* **EXERCISE DIRECTIONS**: Please output every record exactly, keeping each line as it is.

* **RECORD EXCERPTS**:
= = = = =

Issue #3981, opened 2026-03-12
## Duplicate auto-generated `name` in vconcat causes line layers to render wrong data


jbloom:
### Description

When vconcatenating multiple layered charts (line + circle) that share the same structural pattern but have **different data**, Altair auto-generates the same `name` for each line layer. Vega-Lite treats `name` as a unique view identifier, so the last chart's data pipeline wins — all line layers render with the bottom row's data.

Circle marks are unaffected because conditional encodings change their spec hash, giving each a unique auto-generated name.

### Minimal reproducible example

See attached `altair_vconcat_duplicate_name_bug.py`, or inline:

```python
import altair as alt
import pandas as pd

df_peak = pd.DataFrame(
    {"site": [1, 2, 3, 4, 5], "escape": [0.1, 0.9, 0.1, 0.2, 0.1]}
)
df_valley = pd.DataFrame(
    {"site": [1, 2, 3, 4, 5], "escape": [0.9, 0.1, 0.9, 0.8, 0.9]}
)

selection = alt.selection_point(fields=["site"], on="mouseover", empty=False)

def make_layered_chart(df, title):
    base = alt.Chart(df).encode(
        x="site:O",
        y=alt.Y("escape:Q", scale=alt.Scale(domain=[0, 1])),
    )
    lines = base.mark_line(size=1)
    points = base.encode(
        size=alt.condition(selection, alt.value(80), alt.value(30)),
    ).mark_circle(filled=True)
    return (lines + points).add_params(selection).properties(
        title=title, width=300, height=150,
    )

chart = alt.vconcat(
    make_layered_chart(df_peak, "Peak at site 2"),
    make_layered_chart(df_valley, "Valley at site 2"),
)
chart.save("bug.html")
```

### Expected behavior

Each row's line layer should display its own data. The top row should show a peak at site 2 and the bottom row should show a valley.

### Actual behavior

Both rows' line layers display the bottom row's data (valley pattern). The circle/point marks display correctly.

Inspecting the generated Vega-Lite spec shows the cause — both line layers receive the same auto-generated `name`:

```
vconcat[0] layer[0] mark=line    name=view_f61e5eb42c4e42eb_0   <-- duplicate
vconcat[1] layer[0] mark=line    name=view_f61e5eb42c4e42eb_0   <-- duplicate
```

### Workaround

Assign a unique `name` to each line layer via `.properties(name=...)`:

```python
lines = base.mark_line(size=1).properties(name=f"line_{unique_suffix}")
```

[...]

PR #3982, opened 2026-03-13
fix: Compute unique hashes for identical specs that use different data

joelostblom:
close https://github.com/vega/altair/issues/3981

This PR is largely from agentic coding; I thought it would be interesting to see how helpful that can be for us in fixing bugs quicker (but still appropriately). I only did minor fixups on the suggested solution and gave some guidance. An alternative approach that was suggested was to go through the entire spec at the end and fix duplicated names by appending a suffix, but I think the approach in this PR is more robust. Another alternative could be that we restructure the flow on a larger scale so that hashes are computed before hoisting data, but that would be a larger restructure.

One potential issue with taking the data into account now is that we could change some hashes computed with the current version of altair, so if someone for some reason was relying on a certain spec giving a particular hash, that hash might now have been updated (but note that the updated hash would be more correct; overall I think this is a minor issue).

Here is a summary of the coding agent's "thoughts":

## Problem

When concatenating multiple layered charts with different data but the same structure, Altair auto-generated the same name for each layer, causing Vega-Lite to treat them as the same view. This resulted in all layers rendering with the last chart's data.

The `_compute_hash()` method computed hashes based on chart spec structure (encodings, mark type, transforms) but didn't include data identity. When `_combine_subchart_data()` hoisted data from subcharts, the data became Undefined for all charts, making them hash to the same value.

## Solution

1. Cache hash before data removal (altair/vegalite/v6/api.py):
   - In `_combine_subchart_data()`, compute and cache the hash in `_kwds["_cached_hash"]` before hoisting and removing data
   - Store in `_kwds` (not as attribute) so it survives copy() operations
2. Use cached hash (altair/vegalite/v6/api.py):
   - In `_compute_hash()`, check for `_cached_hash` first and return it if present
3. Exclude from serialization (altair/utils/schemapi.py):
   - Added `_data_hash` to the exclude list in to_dict() to prevent validation errors


jbloom:
I cannot effectively review the actual code changes, but confirming I have verified that this branch does solve the bug noted in #3981

mattijn (approved):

= = = = =

* **ANSWER BOX**:
Issue #3981, opened 2026-03-12
## Duplicate auto-generated `name` in vconcat causes line layers to render wrong data


jbloom:
### Description

When vconcatenating multiple layered charts (line + circle) that share the same structural pattern but have **different data**, Altair auto-generates the same `name` for each line layer. Vega-Lite treats `name` as a unique view identifier, so the last chart's data pipeline wins — all line layers render with the bottom row's data.

Circle marks are unaffected because conditional encodings change their spec hash, giving each a unique auto-generated name.

### Minimal reproducible example

See attached `altair_vconcat_duplicate_name_bug.py`, or inline:

```python
import altair as alt
import pandas as pd

df_peak = pd.DataFrame(
    {"site": [1, 2, 3, 4, 5], "escape": [0.1, 0.9, 0.1, 0.2, 0.1]}
)
df_valley = pd.DataFrame(
    {"site": [1, 2, 3, 4, 5], "escape": [0.9, 0.1, 0.9, 0.8, 0.9]}
)

selection = alt.selection_point(fields=["site"], on="mouseover", empty=False)

def make_layered_chart(df, title):
    base = alt.Chart(df).encode(
        x="site:O",
        y=alt.Y("escape:Q", scale=alt.Scale(domain=[0, 1])),
    )
    lines = base.mark_line(size=1)
    points = base.encode(
        size=alt.condition(selection, alt.value(80), alt.value(30)),
    ).mark_circle(filled=True)
    return (lines + points).add_params(selection).properties(
        title=title, width=300, height=150,
    )

chart = alt.vconcat(
    make_layered_chart(df_peak, "Peak at site 2"),
    make_layered_chart(df_valley, "Valley at site 2"),
)
chart.save("bug.html")
```

### Expected behavior

Each row's line layer should display its own data. The top row should show a peak at site 2 and the bottom row should show a valley.

### Actual behavior

Both rows' line layers display the bottom row's data (valley pattern). The circle/point marks display correctly.

Inspecting the generated Vega-Lite spec shows the cause — both line layers receive the same auto-generated `name`:

```
vconcat[0] layer[0] mark=line    name=view_f61e5eb42c4e42eb_0   <-- duplicate
vconcat[1] layer[0] mark=line    name=view_f61e5eb42c4e42eb_0   <-- duplicate
```

### Workaround

Assign a unique `name` to each line layer via `.properties(name=...)`:

```python
lines = base.mark_line(size=1).properties(name=f"line_{unique_suffix}")
```

[...]

PR #3982, opened 2026-03-13
fix: Compute unique hashes for identical specs that use different data

joelostblom:
close https://github.com/vega/altair/issues/3981

This PR is largely from agentic coding; I thought it would be interesting to see how helpful that can be for us in fixing bugs quicker (but still appropriately). I only did minor fixups on the suggested solution and gave some guidance. An alternative approach that was suggested was to go through the entire spec at the end and fix duplicated names by appending a suffix, but I think the approach in this PR is more robust. Another alternative could be that we restructure the flow on a larger scale so that hashes are computed before hoisting data, but that would be a larger restructure.

One potential issue with taking the data into account now is that we could change some hashes computed with the current version of altair, so if someone for some reason was relying on a certain spec giving a particular hash, that hash might now have been updated (but note that the updated hash would be more correct; overall I think this is a minor issue).

Here is a summary of the coding agent's "thoughts":

## Problem

When concatenating multiple layered charts with different data but the same structure, Altair auto-generated the same name for each layer, causing Vega-Lite to treat them as the same view. This resulted in all layers rendering with the last chart's data.

The `_compute_hash()` method computed hashes based on chart spec structure (encodings, mark type, transforms) but didn't include data identity. When `_combine_subchart_data()` hoisted data from subcharts, the data became Undefined for all charts, making them hash to the same value.

## Solution

1. Cache hash before data removal (altair/vegalite/v6/api.py):
   - In `_combine_subchart_data()`, compute and cache the hash in `_kwds["_cached_hash"]` before hoisting and removing data
   - Store in `_kwds` (not as attribute) so it survives copy() operations
2. Use cached hash (altair/vegalite/v6/api.py):
   - In `_compute_hash()`, check for `_cached_hash` first and return it if present
3. Exclude from serialization (altair/utils/schemapi.py):
   - Added `_data_hash` to the exclude list in to_dict() to prevent validation errors


jbloom:
I cannot effectively review the actual code changes, but confirming I have verified that this branch does solve the bug noted in #3981

mattijn (approved):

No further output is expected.